6. Regime of Validity of Our Approximation

Finally, it should be noted that the perturbative nature of this treatment implies a regime of validity with respect to the parameters of the model. Naturally, the corrections arising from the perturbative treatment should not achieve the order of the leading terms. Although one might at first assume that as long as $\tilde{W}\ll 1$ the perturbation scheme is valid, we can see from (33) that the corrections arise with the state-dependent variables $v_n$. Thus, there has to be some constraint on the parameters of the chosen state. In the case of a Gaussian profile such as (37), making use of (40), the leading contributions to the corrections are found to be of the order of $\tilde{W}{k}_o^2$ and $\tilde{W}{k}_o^2{e}^{2/{\sigma }^2}$ with respect to the terms of the free model. Consequently, we need to restrict to the region of parameter space for which $\tilde{W}{k}_o^2\ll 1$ and $\tilde{W}{k}_o^2{e}^{2/{\sigma }^2}\ll 1$.

The choice of values for these three parameters requires two types of compromise. Firstly, noting that $e^{2/{\sigma }^2}\ge 1$, we wish to use values for $\sigma$ such that ${\sigma }^{-2}\ll 1$ (thus $e^{2/{\sigma }^2}\simeq 1$). However, at the same time, we want to keep the relative dispersion of the states given by (38) small, which prevents us from picking high values for $\sigma$, as these would have to be compensated for with $k_o$. This way, we constrain $\sigma$ to an intermediate value $\mathcal{O}\left(10\right)$, which allows us in what follows to choose reasonable values for the remaining parameters. Then, with this choice for $\sigma$, the treatment is valid as long as $\tilde{W}{k}_o^2\ll 1$. This is also in agreement with the condition determined in [27] for the validity of the treatment to first order in the potential. Consequently, the error associated to truncating the dynamics at first order in the potential is of order of ${\left(\tilde{W}{k}_o^2\right)}^2$. The values of the parameters used in the previous graphics have been chosen by limiting this error to $1\%$ at the bounce; i.e., by choosing $\tilde{W}$ and $k_o$ such that $\tilde{W}{k}_o^2\le 0.1$. Figure 3 shows the corresponding region in parameter space. In it, we highlight the point $(100,{10}^{-5})$ chosen for the graphical representations presented in this work. This choice was based on the second compromise: on one hand, a larger value of $\tilde{W}$ makes more obvious the effect of the potential in the dynamics, but on the other hand, $|k_o|$ should be large enough so that the physical state has a small relative dispersion.

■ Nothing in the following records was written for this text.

PR #50, opened 2024-03-26
feat: add basic admin site

xilosada:
## Test plan

First go to node-ui folder and build the site:
`pnpm install && pnpm build`
for development you can just run the site using `pnpm dev`

Once the dist folder is created run the node and navigate to `http://127.0.0.1:2428/admin/`

https://github.com/calimero-is-near/cali2.0-experimental/assets/2929173/a1435e86-212a-4e62-8087-5bf52db4f28e

### DIFF
--- a/crates/server/src/admin.rs
+++ b/crates/server/src/admin.rs
@@ -39,7 +39,7 @@ pub(crate) fn service(
     let session_layer = SessionManagerLayer::new(session_store);
     let admin_router = Router::new()
         .route("/health", get(health_check_handler))
-        .route("/node-key", post(create_root_key_handler))
+        .route("/root-key", post(create_root_key_handler))
         .route("/request-challenge", post(request_challenge_handler))
         .layer(session_layer);
 
--- a/node-ui/src/pages/ConfirmWallet.jsx
+++ b/node-ui/src/pages/ConfirmWallet.jsx
@@ -26,7 +26,7 @@ const getParams = (location) => {
 
 
 const submitRootKeyRequest = async (params) => {
-    const response = await axios.post("/admin-api/node-key", params);
+    const response = await axios.post("/admin-api/root-key", params);
     const data = response.data;
     console.log('Response received:', data);
     return data;


crates/server/src/verifysignature.rs
```diff
@@ -0,0 +1,136 @@
...
+
+    let result = hasher.finalize();
+
+    let mut hash_array = [0u8; 32];
+    hash_array.copy_from_slice(&result);
+
+    hash_array
+}
+
+pub(crate) fn verify_signature(
```
xilosada, line 29: I think this should be moved to a crypto crate with different implementations for each network

crates/server/src/admin.rs
```diff
@@ -0,0 +1,77 @@
...
+}
+
+async fn health_check_handler() -> Json<&'static str> {
+    Json("{\"status\":\"ok\"}")
+}
+
+async fn create_root_key_handler(session: Session, Json(req): Json<PubKeyRequest>) -> impl IntoResponse {
+    let message = "helloworld";
+    let app = "me";
+    let curl = "http://127.0.0.1:2428/admin/confirm-wallet";
```
xilosada, line 133: temporal until we define the challenge generation tomorrow

crates/server/src/admin.rs
```diff
@@ -0,0 +1,77 @@
...
+}
+
+pub fn admin_router() -> Router {
+    let session_store = MemoryStore::default();
+    let session_layer = SessionManagerLayer::new(session_store);
+    Router::new()
+        .route("/health", get(health_check_handler))
+        .route("/node-key", post(create_root_key_handler))
+        .route("/request-challenge", post(request_challenge_handler))
+        .layer(session_layer)
```
xilosada: Ideally we can make the server stateless and use jwt. TBD tomorrow

node-ui/vite.config.js
```diff
@@ -0,0 +1,10 @@
+import { defineConfig } from 'vite'
+import { nodePolyfills } from 'vite-plugin-node-polyfills'
+
+// https://vitejs.dev/config/
+export default defineConfig({
+  base: '/admin/',
+  plugins: [
+    nodePolyfills(),
```
xilosada, line 8: required for crypto and buffer, both of them used by near libs

node-ui/src/App.jsx
```diff
@@ -0,0 +1,21 @@
...
+  return (
+    <>
+    <BrowserRouter basename="/admin">
+      <Routes>
+      <Route path="/" element={<Bootstrap />}/>
+      <Route path="/confirm-wallet" element={<ConfirmWallet />}/>
+          {/* <Route index element={<Home />} />
+          <Route path="blogs" element={<Blogs />} />
+          <Route path="contact" element={<Contact />} />
+          <Route path="*" element={<NoPage />} /> */}
```
xilosada, line 16: just a reference, Fran will take over the admin site

crates/server/src/admin.rs
```diff
@@ -0,0 +1,135 @@
...
+    let admin_router = Router::new()
+        .route("/health", get(health_check_handler))
+        .route("/node-key", post(create_root_key_handler))
+        .route("/request-challenge", post(request_challenge_handler))
+        .layer(session_layer);
+
+    Ok(Some((admin_path, admin_router)))
+}
+
+pub(crate) fn site(
```
miraclx, line 49: https://github.com/pyrossh/rust-embed/blob/master/examples/axum.rs should solve the bundling issue, it also has compression

And it should help merge everything into a single service

crates/server/src/admin.rs
```diff
@@ -0,0 +1,135 @@
...
+    config: &crate::config::ServerConfig,
+) -> eyre::Result<Option<(&'static str, ServeDir<SetStatus<ServeFile>>)>> {
+    let _config = match &config.admin {
+        Some(config) if config.enabled => config,
+        _ => {
+            info!("Admin site is disabled");
+            return Ok(None);
+        }
+    };
+    let path = "/admin";
```
miraclx, line 59: And as for paths, I think it may be permissible to use `/` as the site URL, so `localhost:2529` opens the admin UI if enabled.

crates/server/src/admin.rs
```diff
@@ -0,0 +1,135 @@
...
+        ServeFile::new(format!("{}/index.html", react_static_files_path)),
+    );
+
+    Ok(Some((path, react_app_serve_dir)))
+}
+
+pub const CHALLENGE_KEY: &str = "challenge";
+
+pub async fn request_challenge_handler(session: Session) -> impl IntoResponse {
+    if let Some(challenge) = session.get(CHALLENGE_KEY).await.unwrap_or(None) {
```
miraclx: the `Err` is to represent deserialization errors, it still returns an `Option<T>` from the happy path

```suggestion
    if let Some(challenge) = session.get(CHALLENGE_KEY).await.ok().flatten() {
```

crates/server/src/admin.rs
```diff
@@ -0,0 +1,135 @@
...
+        (StatusCode::OK, challenge)
+    } else {
+        // No challenge in session, generate a new one
+        let challenge = generate_challenge();
+        session.insert(CHALLENGE_KEY, &challenge).await.unwrap();
```
miraclx:
```suggestion
        if let Err(err) = session.insert(CHALLENGE_KEY, &challenge).await {
            error!("...");
            return (StatusCode::InternalError, ..);
```

crates/server/src/admin.rs
```diff
@@ -0,0 +1,135 @@
...
+fn generate_random_bytes() -> [u8; 32] {
+    let mut rng = thread_rng();
+    let mut buf = [0u8; 32];
+    rng.fill_bytes(&mut buf);
+    buf
+}
+
+fn generate_challenge() -> String {
+    let random_bytes = generate_random_bytes();
+    let encoded = STANDARD.encode(&random_bytes);
```
miraclx, line 119: we already have `bs58` in the dep tree, how about we reuse that instead of reintroducing a new one

crates/server/src/admin.rs
```diff
@@ -0,0 +1,135 @@
...
+    encoded
+}
+
+async fn health_check_handler() -> Json<&'static str> {
+    Json("{\"status\":\"ok\"}")
```
miraclx: I fear this may not work as you expect, because `Json` will serialize the contained data (which in this case is a string. So it (may) return `"{\\"status\\":\\"ok\\"}"`.

```suggestion
use serde_json::json;
...
async fn health_check_handler() -> Json<serde_json::Value> {
    Json(json!({ "status": "ok" }))
```

crates/server/src/admin.rs
```diff
@@ -0,0 +1,135 @@
...
+
+async fn create_root_key_handler(
+    session: Session,
+    Json(req): Json<PubKeyRequest>,
+) -> impl IntoResponse {
+    let message = "helloworld";
+    let app = "me";
+    let curl = "http://127.0.0.1:2428/admin/confirm-wallet";
+
+    match session.get::<String>(CHALLENGE_KEY).await.unwrap_or(None) {
```
miraclx:
```suggestion
    match session.get::<String>(CHALLENGE_KEY).await.ok() {
```

crates/server/src/admin.rs
```diff
@@ -0,0 +1,135 @@
...
+        Some(challenge) => {
+            if verifysignature::verify_signature(
+                &challenge,
+                message,
+                app,
+                curl,
+                &req.signature,
+                &req.public_key,
+            ) {
+                (StatusCode::OK, Json("\"status\": \"Root key created\""))
```
miraclx: same serialization concern here: might be worth creating a custom type at this point that impls `Serialize` and is passed here instead

crates/server/src/admin.rs
```diff
@@ -0,0 +1,135 @@
...
+            }
+        }
+        None => (
+            StatusCode::BAD_REQUEST,
+            Json("\"status\": \"No challenge found\""),
+        ),
+    }
+}
+
+#[derive(serde::Deserialize, serde::Serialize)]
```
miraclx: already imported, and doesn't need to be serializable

```suggestion
#[derive(Deserialize)]
```

crates/server/src/verifysignature.rs
miraclx, line 1: can you scope this under admin? and simplify the name?

crates/server/src/verifysignature.rs
```diff
@@ -0,0 +1,136 @@
+use base64::{engine::general_purpose::STANDARD, Engine};
+use borsh::{BorshDeserialize, BorshSerialize};
+use near_crypto::{KeyType, PublicKey, Signature};
+use sha2::{Digest, Sha256};
+use std::convert::TryInto;
+use std::str::FromStr;
```
miraclx:
```suggestion
use std::convert::TryInto;
use std::str::FromStr;

use base64::{engine::general_purpose::STANDARD, Engine};
use borsh::{BorshDeserialize, BorshSerialize};
use near_crypto::{KeyType, PublicKey, Signature};
use sha2::{Digest, Sha256};
```

crates/server/src/verifysignature.rs
```diff
@@ -0,0 +1,136 @@
...
+    let decoded_bytes = match STANDARD.decode(&challenge) {
+        Ok(bytes) => bytes,
+        Err(err) => {
+            eprintln!("Error decoding base64: {:?}", err);
+            return false;
+        }
+    };
+
+    let mut nonce_vec = decoded_bytes.to_vec();
+    nonce_vec.resize(32, 0);
```
miraclx:
```suggestion
    nonce_vec.truncate(32);
```

miraclx: but really, I think you mean to reject non-32 bytes instead? return false?

crates/server/src/verifysignature.rs
```diff
@@ -0,0 +1,136 @@
...
+    let nonce: [u8; 32] = nonce_vec.try_into().unwrap();
+
+    let payload = create_payload(message, nonce, app, curl);
+    let mut borsh_payload: Vec<u8> = Vec::new();
+    payload.serialize(&mut borsh_payload).unwrap();
```
miraclx, line 43: please avoid the `unwrap`s

crates/server/src/verifysignature.rs
```diff
@@ -0,0 +1,136 @@
...
+
+    let signature = match Signature::from_parts(signature_type, &real_signature) {
+        Ok(sig) => sig,
+        Err(err) => {
+            eprintln!("Error creating signature: {:?}", err);
+            return false;
+        }
+    };
+
+    signature.verify(&message_signed, &public_key)
```
miraclx: we can rely on [ed25519_dalek](https://docs.rs/ed25519-dalek/latest/ed25519_dalek/) directly for this, seems like the only other reason to pull in `near-crypto` is the `ed25519:<bs58-encoded public key>` parsing logic, which is replaceable, but permissible for now

crates/server/src/verifysignature.rs
```diff
@@ -0,0 +1,136 @@
...
+
+    let mut nonce_vec = decoded_bytes.to_vec();
+    nonce_vec.resize(32, 0);
+    let nonce: [u8; 32] = nonce_vec.try_into().unwrap();
+
+    let payload = create_payload(message, nonce, app, curl);
+    let mut borsh_payload: Vec<u8> = Vec::new();
+    payload.serialize(&mut borsh_payload).unwrap();
+
+    let message_signed = hash_bytes(&borsh_payload);
```
miraclx: or just message

```suggestion
    let message_unsigned = hash_bytes(&borsh_payload);
```

crates/server/src/verifysignature.rs
```diff
@@ -0,0 +1,136 @@
...
+    tag: u32,
+    message: String,
+    nonce: [u8; 32],
+    recipient: String,
+    callback_url: Option<String>,
+}
+
+fn create_payload(message: &str, nonce: [u8; 32], recipient: &str, callback_url: &str) -> Payload {
+    Payload {
+        tag: 2147484061,
```
miraclx, line 8: what is tag?

crates/server/src/admin.rs
xilosada: can you elaborate this? What bundling issue? A single service for the frontend and the backend?

crates/server/src/admin.rs
xilosada: we depend on the wallets so... https://github.com/mynearwallet/my-near-wallet/blob/master/packages/frontend/src/redux/slices/signMessage/index.js#L64

crates/server/src/verifysignature.rs
xilosada: Fixed, migrated to ed25519_dalek

crates/server/src/verifysignature.rs
xilosada: 👍

crates/server/src/verifysignature.rs
xilosada: created a helper method to do this conversions

crates/server/src/admin.rs
xilosada: TLDR; we need both

crates/server/src/admin.rs
xilosada: Fixed

crates/server/src/admin.rs
xilosada: uff, let's discuss this in the KT

crates/server/src/verifysignature.rs
xilosada: A number added in the [wallet-selector](https://github.com/near/wallet-selector/blob/fb0ee241ed1d700da9c46c21ae4107172651bd73/packages/core/src/lib/helpers/verify-signature/payload.ts#L14), it's briefly mentioned in the [nep](https://github.com/near/NEPs/pull/461)

crates/server/src/admin.rs
```diff
@@ -0,0 +1,162 @@
...
+            return Ok(None);
+        }
+    };
+    let admin_path = "/admin-api";
+
+    let session_store = MemoryStore::default();
+    let session_layer = SessionManagerLayer::new(session_store);
+    let admin_router = Router::new()
+        .route("/health", get(health_check_handler))
+        .route("/node-key", post(create_root_key_handler))
```
MatejVukosav: `/root-key` to follow nomenclature?

crates/server/src/admin.rs
miraclx: Bundling of the assets into the final binary. In response to:

> I still don't have a final decission about adding the dist folder as an asset and regenerate it in the pipeline.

One might also wonder how far from the bounce we can trust our quantum evolution truncated at first order in W. The agreement of the quantum trajectory with the classical ones displayed in Figure 1 shows that the approximation remains valid well within the regime in which quantum corrections become negligible. Indeed, from the condition for validity obtained in [27], we are able to determine that the approximation is valid around the bounce for $|\sqrt{12\pi G}(\mathsf{\Delta }\varphi -{\varphi }_B^F)|\le 1/|\tilde{W}{k}_o|$, which for our chosen parameters corresponds to $|\sqrt{12\pi G}(\mathsf{\Delta }\varphi -{\varphi }_B^F)|\le {10}^3$.

7. Conclusions/Discussion

This work aimed to deepen the analysis of loop quantum gravitational corrections to pre-inflationary dynamics of cosmological models for inflation. In doing so, we intended to contribute to a falsifiable picture of LQC, as these corrections likely influence the evolution of primordial perturbations, offering a possibility of contrasting predictions of quantum cosmology (and in particular LQC) with observations from the CMB. To that end, our strategy was to develop the necessary mechanisms to employ the treatment proposed in [27] to flat FLRW models with a scalar field subject to a potential that drives inflation. This treatment is based on the dynamics of the model with vanishing potential, obtaining the effect of the potential in the dynamics in a perturbative manner.

In this work, we applied said method to the simplest possible case: a flat FLRW model with a scalar field subject to a constant potential. However, we showed explicit calculations with generic potential as far as was possible, so as to simplify future applications to other models. For this specific model, equivalent to the model with a massless scalar field in the presence of a cosmological constant, we computed the expectation value of the volume along the evolution. By plotting this quantity along with the classical trajectories, we observed the same qualitative behavior as that of the free case: far from the Planckian regime, where quantum effects are expected to be negligible, the quantum trajectory agrees with the classical ones, whereas close to the Planck scale, the quantum dynamics display a bounce, connecting a contracting epoch of the Universe with an expanding one.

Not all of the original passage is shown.